His words literally took my breath away as his lips came closer and closer to mine.

He closed his eyes, moving in, pursing his full lips.

"I can't." I panicked, pressing my body against the car door and swiftly opening it. I sprinted to the dorm entrance, leaving Chase in a daze.

***

I let my sandy blonde waves out of the bow clip and shook it out as I changed out of my school attire. I stole a glance at the clock, seven thirty on the dot. I slipped on a white flowy tank top and grey, light blue flowered leggings. I grabbed my copy of The Great Gatsby and rushed to the elevator, still in my bare feet. I didn't care about anything else but the cloudy weather outside I enjoy so much and the fact that a beautiful willow tree is right outside my dorm.

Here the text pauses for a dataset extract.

PR #805, opened 2023-11-14
s/latency/random/g

BenoitDuffez:
Rendered view: https://github.com/BenoitDuffez/HIP/blob/s/latency/random/g/xxxx-s-latency-random.md


xxxx-s-latency-random.md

When I reached the lobby, I ran full tilt to the door, sprinting across the grass to the willow tree that looked so inviting. I sat down with my back leaning against it's tender bark and opened my book, reading the exceptional literature.

"They were sitting at either end of the couch, looking at each other as if some question had been asked, or was in the air, and every vestige of embarrassment was gone. Daisy's face was smeared with tears, and when I came in she jumped up and began wiping at it with her handkerchief before a mirror. But there was a change in Gatsby that was simply confounding. He literally glowed; without a word or a gesture of exultation a new well-being radiated from him and filled the little room.

"Oh, hello, old sport," he said, as if he hadn't seen me for years. I thought for a moment he was going to shake hands."

The words flowed effortlessly on the yellowing pages of the book. They kept me mesmerised.